%%

PR #359, opened 2015-10-27
Sub about

curioussavage:
:eyeglasses: @ajacksified or @madbook 

the index, comment and about pages all had some shared stuff, I put that into `getSubreddit` to be a little more dry.

this fixes:
* broken about page
* fake subreddits like r/mod
* subreddit menu wasn't showing up
* changes the key for the current subreddit to singular 'subreddit' to avoid confusion.
* in the indexPage route handler I removed the `ctx` variable, in this and other routes it was being used with `this`  both referring to the same context. This has been very confusing to me in the past. If it sounds good, for clarity, I would like to remove use of a `ctx` variable everywhere in all the route handlers so it only appears in functions that are passed a context as an argument.

### DIFF
--- a/src/routes.jsx
+++ b/src/routes.jsx
@@ -350,14 +350,14 @@ function routes(app) {
     });
 
     let subredditOpts = buildAPIOptions(ctx, {
-      id: props.subredditName.toLowerCase(),
+      id: ctx.props.subredditName.toLowerCase(),
     });
 
-    this.props.data.set('subreddit', app.api.subreddits.get(subredditOpts));
+    ctx.props.data.set('subreddit', app.api.subreddits.get(subredditOpts));
 
-    var key = this.key;
+    var key = ctx.key;
 
-    this.body = function(props) {
+    ctx.body = function(props) {
       return (
         <BodyLayout {...props}>
           <SubredditAboutPage {...props} key={ key } track='subreddit' />
--- a/src/routes.jsx
+++ b/src/routes.jsx
@@ -124,6 +124,29 @@ function buildProps(ctx, app) {
   return ctx.props;
 }
 
+function getSubreddit(ctx, app) {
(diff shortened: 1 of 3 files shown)


src/routes.jsx
```diff
@@ -124,6 +124,31 @@ function buildProps(ctx, app) {
...
+    Object.assign(ctx.props, {
+      subredditName: subreddit,
+      topNavLink: `/r/${subreddit}`,
+      title: `r/${subreddit}`,
+      metaDescription: `r/${subreddit} at reddit.com`,
+    });
+
+    let fakeSubs = /all|mod|friends/i;
+    if (subreddit.indexOf('+') === -1 &&
+     subreddit.match(fakeSubs) === null
```
ajacksified: Instead of a regex, use `const fakeSubs = ['all','mod','friends']; fakeSubs.includes(subredit)`. Also, the regex you're using will match _any_ subreddit that has 'all', 'mod', or 'friends' anywhere within it.

src/routes.jsx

%%

### What the exercise asks
Which lines of the records above hold the word "match"? Copy each one out.

### Answer box
+     subreddit.match(fakeSubs) === null
ajacksified: Instead of a regex, use `const fakeSubs = ['all','mod','friends']; fakeSubs.includes(subredit)`. Also, the regex you're using will match _any_ subreddit that has 'all', 'mod', or 'friends' anywhere within it.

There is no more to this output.